# Lighting a 5x2x2' - HO T5



## gf225 (Mar 26, 2005)

I think I've figured out my lighting at last for my 5x2x2' (was a 6' but the wife...)

4 x 80w HO T5 (1449mm) tubes,

via 2 x D&D Mega Twin units with "gull-wing" reflectors

http://www.deltecaquariumsolutions.com/lighting.php

Tubes will be 6000K Giesemann (supplied to D&D), possibly in combo with Aqua Flora. Not sure on colour rendition there, any experiences welcome. I'm assuming the Aqua Flora are a red-blue spectrum, so could look ok mixed with the 6000K (green/yellow?)

This gives me just over 2wpg with all 4 tubes on. That's a lot of light with HO T5 and good reflectors isn't it?

So, probable photoperiod will be 3-3-3 i.e. 3 hours 2 tubes - 3 hours 4 tubes - 3 hours 2 tubes.

Pressurized CO2, EI. Should be able to grow anything.....!? 

Thoughts most welcome.


----------



## John N. (Dec 11, 2005)

Wow, sounds like a dream tank you putting together. I think the lighting setup is excellent. The photoperiod also looks good with the sunburst effect, and you should be able to grow anything you want. I think you're going to get great coloration out of your plants with your proposed setup.

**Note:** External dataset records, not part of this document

Issue #1051, opened 2016-09-18
Feature suggestion: full control over image sizes with ImageMedium#derivatives


fredrikekelund:
I would like to suggest that the `ImageMedium#derivatives` method be able to take an array instead of just max, min and step arguments. That array would allow for flexible control over what image widths to resize to.

This is useful because often times you're looking for an incremental increase in image widths - for mobile users you might want to really optimize for performance, but for desktop users, maybe all you need is one or two large versions that won't ever be too small.

I could easily submit a PR for this, but wanted to get a green light first.

rhukster:
Sounds useful.. green light given :)

fredrikekelund:
Cool! :) I'll see if I can submit a PR for this some time in the coming week

PR #1133, opened 2016-10-23
Added ability to pass an array of explicit widths to ImageMedium#derivatives

fredrikekelund:
Allows for more precise control than the min-width, max-width and step parameters. As previously discussed in #1051.

### DIFF
--- a/system/src/Grav/Common/Helpers/Excerpts.php
+++ b/system/src/Grav/Common/Helpers/Excerpts.php
@@ -282,8 +282,15 @@ class Excerpts
 
         // loop through actions for the image and call them
         foreach ($actions as $action) {
-            $medium = call_user_func_array([$medium, $action['method']],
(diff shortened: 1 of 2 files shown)


fredrikekelund:
@rhukster it used to be pretty straightforward in Twig or PHP, but I realized that specifying an array as a function argument wasn't Markdown compatible, so I pushed a commit to fix that. Now, testing it should be a simple as doing this in a page's Markdown:

```md
![](test.jpg?derivatives=[640,1500,2500])
```

rhukster:
Ok thanks, will test this shortly!

rhukster:
Sorry for the delay, I have been uber busy.  Will test this during the upcoming holiday.  Cheers.

rhukster:
I got it tested and looks good! Thanks, merged.

Issue #1169, opened 2016-11-11
Unable to perform case-insensitive ordering of a collection when the order is based on a custom header field.


parcand:
The `$sort_flags` parameter is always set to `SORT_REGULAR ` when ordering a collection based on a custom header field.

This is quite problematic since there are many situations where data is expected to be sorted case-insensitively. 

Adding an optional `sort_flags` parameter to the `order` method of the `Grav\Common\Page\Collection` class could help solve that issue.

flaviocopes:
Ok I've done a bit of research into this, and came up with this PR https://github.com/getgrav/grav/issues/1173

The thing to note is this: If the `intl` PHP extension is loaded, only these flags are available:
https://secure.php.net/manual/en/collator.asort.php as we use PHP's Collator class to sort.

Otherwise, if `intl` is not loaded, you can use the PHP standard sorting flags (https://secure.php.net/manual/en/array.constants.php) and add

```
content:
    ....
    order:
        by: header.title
        sort_flags:
            - SORT_NATURAL
            - SORT_FLAG_CASE
```

to order case insensitive.

parcand:
Wow, that was fast, and your solution is great. Thanks a lot!

rhukster:
Also we are going to improve collections in Grav 2.0

PR #1173, opened 2016-11-15
Allow to override sorting flags for page header-based or default ordering.

flaviocopes:
If the `intl` PHP extension is loaded, only these flags are available:
https://secure.php.net/manual/en/collator.asort.php. Otherwise, you can
use the PHP standard sorting flags
(https://secure.php.net/manual/en/array.constants.php)
[#1169](https://github.com/getgrav/grav/issues/1169)


parcand:
This is great! Thanks a lot! 👍

PR #1174, opened 2016-11-17
Add 2 new language values for French

amtur8:
set the name and native name for these two.
(fr-FR and fr-CA)


MATsxm:
+1 :+1:

MATsxm:
@flaviocopes @rhukster 
Following this, it would be great to "target language" to fr-CA for the Core and Admin plg.
Thanks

I've been using the Geisemann 6000k for all my bulbs, and it produces a crisp white light. So I'm going to say that mixing Geisemann and Aquaflora bulbs probably won't be noticable or yellowing in terms of visible spectrum.

-John N.


----------



## gf225 (Mar 26, 2005)

Thanks John. 

One less thing to think about....

Now for CO2 dosing method...


----------



## werner (Jul 6, 2006)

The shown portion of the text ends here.